That afternoon I rode out with Milos to look at some of his men, and as we rode he talked to me about his people and about their wonderful cliff-girt land, for Nature, not content with setting the great desert around Sakaeland, had girdled it further with a precipitous wall of cliff, that now higher, now lower, circles the whole country. There being no incentive to make a way down to the desert, none has ever been made, as doubtless would have happened had the surrounding country been fertile instead of being hundreds of miles of trackless sand-dunes.
The Sakae impressed me more and more. They were not unlike Pathans in their free independence, but it was tempered with a certain respect for authority which I have never seen out of England or the countries sprung from her, since it was by no means the servile respect of subject races. As we rode back to the city there was a good deal of traffic coming in—horsemen, bullock-waggons, droves of cattle, and sheep. Between the in and out gates stood a tall, yellow-haired archer on duty directing the stream. He did not shout or gesticulate or beat folk ineffectively after the manner of the East. He just spoke quietly to all, but, whether they were coarse-clad bullock-drivers, or chiefs in mail with mounted retinues, they did exactly as he told them.
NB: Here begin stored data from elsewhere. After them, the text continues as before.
PR #540, opened 2021-08-02
Feature #231 - Hide submission button

SilviaAmAm:
First part of #231


src/openforms/submissions/api/serializers.py
```diff
@@ -85,6 +85,12 @@ class SubmissionSerializer(serializers.HyperlinkedModelSerializer):
             "submission_uuid": "submission__uuid",
         },
     )
+    can_submit = serializers.BooleanField(
+        label=_("can submit"),
+        source="form.can_submit",
+        help_text=_("Whether the user is allowed to submit this form."),
+        required=False,
+    )
```
sergei-maertens, line 93: Can we make this field read-only? I'm worried now that if you POST to the submissions endpoint with `canSubmit: true|false`, that it will actually overwrite the value set on the form (because of the `form.can_submit` source).

sergei-maertens (changes requested):

sergei-maertens (approved):

Issue #529, opened 2021-07-27
KvK API Search got deprecated, we need to switch to KvK API Zoeken...


joeribekker:
See: https://developers.kvk.nl/nl/apis/zoeken

Bartvaderkin:
Note this API has a lot less information then the old one:

It is easy to see in the diff of the response mock: https://github.com/open-formulieren/open-forms/pull/543/files#diff-96760b963f93e9dad9c81bdfaa5b4b1e04f2d1a8bb1f339a3ce5642cd56a39d3

PR #543, opened 2021-08-05
[#529] Switched KvK validator & prefill to different API

Bartvaderkin:


src/openforms/prefill/contrib/kvk/plugin.py
```diff
@@ -46,13 +46,12 @@ def get_prefill_values(
...
+        items = results["resultaten"]
         if not items:
             return {}
 
         if len(items) > 1:
-            logger.warning("multiple results for")
-            return {}
+            logger.warning("multiple results for KvK search")
 
         data = items[0]
```
sergei-maertens, line 56: can we filter the items based on `type: hoofdvestiging` rather than just taking the first one?

sergei-maertens (changes requested):

src/openforms/prefill/contrib/kvk/plugin.py
Bartvaderkin: Sure, makes sense.

sergei-maertens (approved):

Issue #487, opened 2021-07-12
Add file-upload support to StufZDS registration backend


Bartvaderkin:
When registering the zaak also send `my_submission.get_attachments()` to the backend.
 
Based on #430 / #480

PR #548, opened 2021-08-06
[#487] Added support for attachments to Stuff ZDS registration backend

Bartvaderkin:


src/openforms/registrations/contrib/stuf_zds/client.py
```diff
@@ -287,6 +287,43 @@ def create_zaak_document(
...
+                "zaak_identificatie": zaak_id,
+                "document_identificatie": doc_id,
+                "titel": "bijlage",
+                "auteur": "open-forms",
+                "taal": "nld",
+                "inhoud": base64_body,
+                "status": "definitief",
+                "bestandsnaam": submission_attachment.get_display_name(),
+                "formaat": submission_attachment.get_format(),
+                "beschrijving": "Bijgevoegd document",
```
sergei-maertens, line 314: Fine for now, but I expect in the future there will be meta-data on the form field that shall serve as input for the attributes here, such as the label of the form field etc.

src/openforms/submissions/models.py
```diff
@@ -560,3 +560,6 @@ def delete(self, using=None, keep_parents=False):
 
     def get_display_name(self):
         return self.file_name or self.original_name
+
+    def get_format(self):
+        return os.path.splitext(self.get_display_name())[1].lstrip(".")
```
sergei-maertens, line 565: Shouldn't this be a mime type? e.g. `application/pdf`

sergei-maertens (commented):
One question about the format

src/openforms/submissions/models.py
Bartvaderkin: All examples are extensions but the spec indeed prefers mime type so I modified the PR.

sergei-maertens (approved):

Issue #486, opened 2021-07-12
Add file-upload support to ZGW registration backend


Bartvaderkin:
When registering the zaak also send `my_submission.get_attachments()` to the backend.

Based on #430 / #480

PR #549, opened 2021-08-06
[#486] Added support for attachments to ZGW registration backend

Bartvaderkin:


Bartvaderkin:
I tested this on test.openzaak.nl

sergei-maertens (approved):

Watching him as we halted for a moment to let an outcoming drove of sheep pass, I could not help thinking that, in spite of the great grey gates, with the mail-clad bowmen sliding to and fro on top, their arms glittering in the sun, the quaint, heavily laden bullock-waggons, the loose-smocked men and the full-skirted, bareheaded women, the droves of cattle along the sunlit poplar-lined road, there was hardly any difference between the mail-clad archer’s and the crowd’s common atmosphere and that to be observed around any blue-coated policeman at any busy plate-glass-fronted corner in London.
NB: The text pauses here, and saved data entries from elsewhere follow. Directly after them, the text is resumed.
PR #555, opened 2021-08-11
Feature #231 - Form logic rules (triggers + actions)

SilviaAmAm:
Related to #231


src/openforms/submissions/form_logic.py
```diff
@@ -0,0 +1,59 @@
...
+        return configuration
+
+    rules = FormLogic.objects.filter(form_step=step.form_step)
+    for rule in rules:
+        trigger = jsonLogic(rule.json_logic_trigger, data)
+        for action in rule.actions:
+            if action["type"] == "value":
+                configuration = set_property_value(
+                    configuration, rule.component, "value", trigger
+                )
```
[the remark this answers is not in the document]
sergei-maertens: Decided to separate trigger & action - the value action itself can be specified with JSON logic but we'll decouple that from the trigger JSON logic.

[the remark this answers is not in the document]
SilviaAmAm: After discussion: we decided that also for the action type `value` the trigger should give a `true` or `false` result, so that it is consistent with the other action types.

The actions of type `value` will contain some jsonLogic field that can be used to extract the value of another component *if* the trigger evaluates to `true`.

src/openforms/js/components/admin/form_design/form-creation-form.js
```diff
@@ -238,6 +253,44 @@ function reducer(draft, action) {
...
             break;
         }
+        /**
+         * Form Logic rules actions
+         */
+        case 'LOADED_RULES': {
+            draft.rules.rules = action.payload.length ? action.payload : [{
+                ...EMPTY_RULE,
+                form: draft.form.url
+            }];
```
sergei-maertens, line 263: The empty-rule-by-default was mostly a debug thing so I had one less button to click. I don't think we should start with an empty rule, as saving a new form without focusing the logic tab would then lead to invalid rules being created and thus frustration for the end-user. Let's just keep an empty list as default.

src/openforms/js/components/admin/form_design/form-creation-form.js
```diff
@@ -307,11 +360,88 @@ const getFormData = async (formUuid, dispatch) => {
...
+    try {
+        const response = await get(PREFILL_PLUGINS_ENDPOINT);
+        dispatch({
+            type: 'PREFILL_PLUGINS_LOADED',
+            payload: response.data
+        });
+    } catch (e) {
+        dispatch({type: 'SET_FETCH_ERRORS', payload: {loadingErrors: e.message}});
+    }
+};
```
sergei-maertens, line 428: This was refactored in the master branch, please check the current `useAsync` implementation with `loadPlugins`.

src/openforms/js/components/admin/form_design/form-creation-form.js
```diff
@@ -307,11 +360,88 @@ const getFormData = async (formUuid, dispatch) => {
...
+
+const loadExistingRules = async (formUuid, dispatch) => {
```
sergei-maertens, line 430: This should also use the new data-loading format which is more declarative

src/openforms/js/components/admin/form_design/form-creation-form.js
```diff
@@ -442,6 +576,64 @@ const FormCreationForm = ({csrftoken, formUuid, formHistoryUrl }) => {
...
+    const onRuleDelete = (index) => {
+        dispatch({
+            type: 'DELETED_RULE',
+            payload: {index: index}
+        });
+    };
+
+    const onRuleAdd = () => {
+        dispatch({type: 'ADD_RULE'});
+    };
```
sergei-maertens, line 596: You can simplify this and inline it in the prop where it's used rather than defining another local function. That reduces visual clutter a bit.

src/openforms/js/components/admin/form_design/form-creation-form.js
```diff
@@ -442,6 +576,64 @@ const FormCreationForm = ({csrftoken, formUuid, formHistoryUrl }) => {
...
+
+    const submitRules = async () => {
```
sergei-maertens, line 598: Can we move this into `data.js` and let it take some variables, so that you can call `submitRules(state.rules)` from the component and catch possible exceptions, to then relay all that to the dispatch? I really want to make this component less complex.

src/openforms/js/components/admin/form_design/form-creation-form.js
```diff
@@ -442,6 +576,64 @@ const FormCreationForm = ({csrftoken, formUuid, formHistoryUrl }) => {
...
+        if (state.rules.rulesToDelete.length) {
+            for (const ruleUuid of state.rules.rulesToDelete) {
+                // Rules that were added but are not saved in the backend yet don't have a UUID.
+                if (!ruleUuid) return;
+
+                var response = await apiDelete(`${LOGICS_ENDPOINT}/${ruleUuid}`, csrftoken);
+                if (!response.ok) {
+                    throw new Error('An error occurred while deleting logic rules.');
+                }
+            }
```
sergei-maertens, line 633: A good candidate for `await Promise.all(...)` to do the HTTP requests in parallel rather than sequentially, improving the UX of end-users.

src/openforms/js/components/admin/form_design/form-creation-form.js
```diff
@@ -615,7 +817,7 @@ const FormCreationForm = ({csrftoken, formUuid, formHistoryUrl }) => {
                 : null
             }
 
-            <Tabs>
+            <Tabs defaultIndex={5}>
```
sergei-maertens, line 820:
```suggestion
            <Tabs>
```
was only needed for development/debugging

src/openforms/js/components/admin/form_design/form-creation-form.js
```diff
@@ -638,6 +840,9 @@ const FormCreationForm = ({csrftoken, formUuid, formHistoryUrl }) => {
                     <Tab>
                         <FormattedMessage defaultMessage="Payment" description="Payment tab title" />
                     </Tab>
+                    <Tab>
+                        <FormattedMessage defaultMessage="Logics" description="Form logic tab title" />
```
sergei-maertens, line 844:
```suggestion
                        <FormattedMessage defaultMessage="Logic" description="Form logic tab title" />
```

src/openforms/js/components/admin/form_design/form-creation-form.js
```diff
@@ -731,6 +936,17 @@ const FormCreationForm = ({csrftoken, formUuid, formHistoryUrl }) => {
                         onChange={onFieldChange}
                     />
                 </TabPanel>
+
+                <TabPanel>
+                    <Fieldset title="Logica">
```
sergei-maertens, line 941: `title` Needs to be translatable

src/openforms/js/components/admin/form_design/logic/Action.js
```diff
@@ -0,0 +1,116 @@
+import React, {useContext} from 'react';
+import Select from '../../forms/Select';
+import {ACTION_TYPES, ACTIONS_WITH_OPTIONS, MODIFIABLE_PROPERTIES, PROPERTY_VALUES} from './constants';
+import ComponentSelection from './ComponentSelection';
+import LiteralValueInput from './LiteralValueInput';
+import {ComponentsContext} from './Context';
+import OperandTypeSelection from './OperandTypeSelection';
+import FAIcon from "../../FAIcon";
```
sergei-maertens, line 8:
```suggestion
import FAIcon from '../../FAIcon';
```
argh, we really should fix them all so that we can copy-paste without worry :)

src/openforms/js/components/admin/form_design/logic/Action.js
```diff
@@ -0,0 +1,116 @@
...
+            type: action.actionType,
+            property: {value: action.componentProperty},
+            // The data in 'value' needs to be valid jsonLogic
+            value: action.componentLiteralValue || {var: action.componentVariableValue},
+            state: action.componentPropertyValue,
+        }
+    };
+
+    const confirmDelete = (index) => {
+        if(window.confirm('Are you sure you want to delete this action?')){
```
sergei-maertens, line 27: should be translatable

src/openforms/js/components/admin/form_design/logic/Action.js
```diff
@@ -0,0 +1,116 @@
...
+        }
+    };
+
+
+    return (
+        <div className="action">
+            <div className="actions">
+                <FAIcon icon="trash" extraClassname="icon icon--danger actions__action" title="Delete" onClick={confirmDelete} />
+            </div>
+            Then,
```
sergei-maertens, line 38: Should translate these too

src/openforms/js/components/admin/form_design/logic/Action.js
```diff
@@ -0,0 +1,116 @@
...
+            </div>
+            Action:
+            <div style={{background: '#eee', border: 'dashed 1px #ccc', 'marginTop': '1em'}}>
+                <pre>{JSON.stringify(jsonAction, null, 2)}</pre>
+            </div>
+        </div>
+    );
+};
+
+export {Action};
```
sergei-maertens, line 116:
```suggestion
export default Action;
```
The idea is that every JS file is a single component, which makes it the default export by definition.

This follows the Create React App boilerplate pattern.

src/openforms/js/components/admin/form_design/logic/ActionSet.js
```diff
@@ -0,0 +1,177 @@
+import React, {useEffect} from 'react';
+import {Action} from './Action';
+import {useImmerReducer} from 'use-immer';
+import usePrevious from 'react-use/esm/usePrevious';
+import isEqual from 'lodash/isEqual';
+import PropTypes from "prop-types";
```
sergei-maertens, line 6:
```suggestion
import PropTypes from 'prop-types';
```

src/openforms/js/components/admin/form_design/logic/ActionSet.js
```diff
@@ -0,0 +1,177 @@
...
+import Trigger from "./Trigger";
```
sergei-maertens, line 7: I wish we had `isort` for JS

Please group third-party dependencies at the top, follow by a blank line and then own-component imports.

src/openforms/js/components/admin/form_design/logic/ActionSet.js
```diff
@@ -0,0 +1,177 @@
...
+                value: action.componentLiteralValue || {var: action.componentVariableValue},
+                state: action.componentPropertyValue,
+                // Selecting if the new component value should come from a literal or another component doesn't
+                // change anything in the JSON, only entering the literal or picking the component does.
+                // So, this 'source' attribute is here only to keep track of the value for the OperandTypeSelection
+                // dropdown, but is not used in the backend
+                source: action.componentValueSource
+        }
+    };
+};
```
sergei-maertens, line 83: Indentation is a bit messed up here :)

src/openforms/js/components/admin/form_design/logic/ActionSet.js
```diff
@@ -0,0 +1,177 @@
...
+
+const parseJsonAction = (jsonAction) => {
+    let componentValueSource, componentLiteralValue, componentVariableValue;
+    if (jsonAction.action.value.var === undefined) {
```
sergei-maertens, line 87:
```suggestion
    if (jsonAction.action.value.var == null) {
```
this is a weird javascript thing where it will also match `undefined` (if you use the non-strict comparison), but a typical pattern. It catches both `undefined` and `null`.

src/openforms/js/components/admin/form_design/logic/ActionSet.js
```diff
@@ -0,0 +1,177 @@
...
+            {state.actions.map((action, index) => (
+                <Action
+                    key={index}
+                    action={action}
+                    onChange={onActionChange.bind(null, index)}
+                    onDelete={onActionDelete.bind(null, index)}
+                />
+            ))}
+            <button type="button" onClick={ () => dispatch({type: 'ACTION_ADDED'}) }>
+                Add action
```
sergei-maertens, line 165: Should be translatable, but probably we need to look at other places where similar buttons/actions are used to have  a consistent UI

src/openforms/js/components/admin/form_design/logic/ActionSet.js
```diff
@@ -0,0 +1,177 @@
...
+    );
+};
+
+ActionSet.propTypes = {
+    name: PropTypes.string.isRequired,
+    actions: PropTypes.arrayOf(PropTypes.object).isRequired,
+    onChange: PropTypes.func.isRequired,
+};
+
+export {ActionSet};
```
sergei-maertens, line 177:
```suggestion
export default ActionSet;
```

src/openforms/js/components/admin/form_design/logic/constants.js
```diff
@@ -0,0 +1,76 @@
...
+const MODIFIABLE_PROPERTIES = [
+    ['required', 'required'],
+    ['hidden', 'hidden'],
+    ['disabled', 'disabled']
+];
+
+
+const PROPERTY_VALUES = [
+  ['true', 'Yes'],
+  ['false', 'No']
```
sergei-maertens, line 65: Can we use actual booleans here so that they're properly serialized in JSON too?

sergei-maertens (changes requested):
Can you please pay attention to test structure? An explicit block structure like the following is recommended:

```
# test setup - factories, logging in...
data = Factory.create()

# calling the thing you're testing
result = my_functionality_i_am_testing()

# making assertions
assert result is not None
assert len(result) == 2
```

Try to avoid blank lines between assertions and data-prep lines, and ensure the blocks are visually separated. That makes it easier to see what is happening in a test.

sergei-maertens:
The rest of feedback will be processed in another PR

Just as we reached the cross-roads near the place there was a stir and a bustle on the far side, and out through the crowd rode Stephnos, Wrexham, and their men. The people seemed excited, and as we drew nearer I saw that the party looked weary, their horses tucked up, and mud splashed more than a simple road journey justified. But when we met, I understood, for some of the men had blood on their mail; one, with his arm swathed in a blood-clotted bandage, was being supported in the saddle by a comrade, while two mounted men were leading horses whose empty saddles were hung with mail and gear.
Evidently they had found the enemy.
“Hulloa, John,” said I as Milos greeted Stephnos, the crowd surging about us seeking news from the men. “You seem to have bumped them all right. What’s happened?”
“Hulloa, Harry; didn’t recognize you in that get-up. Raid. D——d swine! However, we caught ’em in the end, eight miles over the border, and dusted the floor with them pretty usefully. Firoz is chucking a hell of a chest because he laid out six to his own gun, all stiffs, too. That mail shirt is off one of them.”
I remarked Firoz then—in a mail shirt—riding with an N.C.O., who was talking rapidly to a tall, red-haired, brown-skirted girl holding his stirrup leather. By the flat silver bangle above her right elbow I judged she was his wife, a conjecture which proved correct. The unmarried women among the Sakae wear no bangles above the right elbow, while the engaged girls have a little thin one of silver wire.
The crowd pressed about them listening, and I could see them looking at Firoz, his rifle slung across his saddle bow, with admiring eyes; and, as the speaker stopped and pointed to Firoz’s rifle, the red-haired girl and the women near clapped their hands softly.
Milos and Stephnos rode on, and we followed them, many of the crowd, especially the women and above all the small urchins, moving with us.